Iurie Priganiuc

Personal information
- Date of birth: 23 October 1978 (age 47)
- Place of birth: Soviet Union
- Height: 1.91 m (6 ft 3 in)
- Position: Defender

Senior career*
- Years: Team / Apps / (Gls)
- 1995: Nistru Cioburciu / 10 / (0)
- 1996–2001: Tiligul Tiraspol / 129 / (8)
- 2002–2004: Sheriff Tiraspol / 67 / (4)
- 2005: Khimki / 20 / (2)
- 2006: Spartak Nizhny Novgorod / 29 / (0)
- 2007: SKA-Energia Khabarovsk / 7 / (0)
- 2008: Tiligul-Tiras Tiraspol
- 2009: Druzhba Maykop / 30 / (5)

International career
- 2000–2005: Moldova / 26 / (0)

= Iurie Priganiuc =

Moldovan footballer

Iurie Priganiuc (born 23 October 1978) is a former Moldovan professional footballer.

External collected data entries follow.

PR #367, opened 2023-03-17
Add right adjoint to Functor.Slice.Forgetful

Taneb:
Based on proposition 1.33 in Freyd's Aspects of Topoi


Taneb:
I feel like both `Forgetful` and `Free` should have better names (especially as `Free` sometimes has a right adjoint of its own), but I don't know what they should be.

JacquesCarette:
Nice. I have no suggestions as to a better name either. But maybe you should put the PR comment as a comment in the file too?

JacquesCarette (approved):

JacquesCarette (approved):
We've waiting long enough, no one has said anything about the name. So let's merge, it can be changed later.

PR #387, opened 2023-10-26
Update other-useful-commands.rst

HanSolo72:
Added description for changing the ticket counter


MrGeneration:
This approach is not officially supported as far as I'm aware and thus at least needs verification by development from my POV.
Also the commands don't seem to be self explaining which might be a huge issue if we add it to the documentation.

ralf401:
Hi @HanSolo72, 

thanks a lot for your PR! I talked about your PR internally and we came to the conclusion that this is not a use case which should occur often / for many users. Sorry, but therefore I close your PR. 

But feel free to contribute to any other issue/topic. :-)

PR #388, opened 2023-11-06
Improve docker compose manual download instructions.

mgruner:
Follow-up for https://github.com/zammad/zammad-docker-compose/issues/382. The manual docker compose download instructions were wrong, as they didn't cover all required files. I now suggest a simpler method that will get all files and also preserve file permissions.


mgruner:
@ralf401 I would like to merge this to `main` right away to make sure it applies immediately.

ralf401 (approved):

PR #399, opened 2023-11-28
Elasticsearch 8 - Add a note for default configuration

AnaelMobilia:
- By default Elasticsearch 8 will use an http**s** connection
- Add commands to define Elasticsearch user / password


MrGeneration:
Just my two cents:
The documentation currently still suggests installing Elasticsearch 7.

In my opinion it should be switched completely to ES8 or, if not, the added statements that only affect ES8 in default scenarios should be pointed out better.

AnaelMobilia:
Thanks @MrGeneration to pointing that.

[As ES7 is still maintained until ES9 release](https://www.elastic.co/support/eol), I updated my change in order to add a note for ES8.

If needed, I could open an issue for updating the doc for ES8 globally.

Regards,
Anael

ralf401:
Hi @AnaelMobilia thanks a lot for your contribution! 

Just 2 minor suggestions:
- replace "encrypted" with "HTTPS" (because the URL is not encrypted itself ;-))
- It would be good to write "Elasticsearch 8+"

It would be nice if you could modify it one more time, then I will merge it. Thank you!

ralf401 (approved):

PR #404, opened 2023-12-08
Update docker-compose.rst for interactive shell

migasQ:
Docu update following https://github.com/zammad/zammad-docker-compose/issues/389 discussion.


mgruner:
Hi @migasQ. Thank you very much for your contribution.
In this case the existing examples should be sufficient. They are only examples for any kind of command you can run in the container, even other than `rails`.

PR #408, opened 2023-12-22
Fix token creation documentaion

mvngne:
I tried to get a token with basic auth, but failed with the given example. The response said, I need to provide "name". Also, after I got the correct json, the response I got was "token", not "name".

Priganiuc arrived in Russia in January 2005. He signed a three-year contract with FC Khimki.

== International career ==
He played his last official game for Moldova on 12 October 2005. In the whole 2006 FIFA World Cup qualification, Priganiuc played in nine of Moldova's ten matches, missing one through suspension.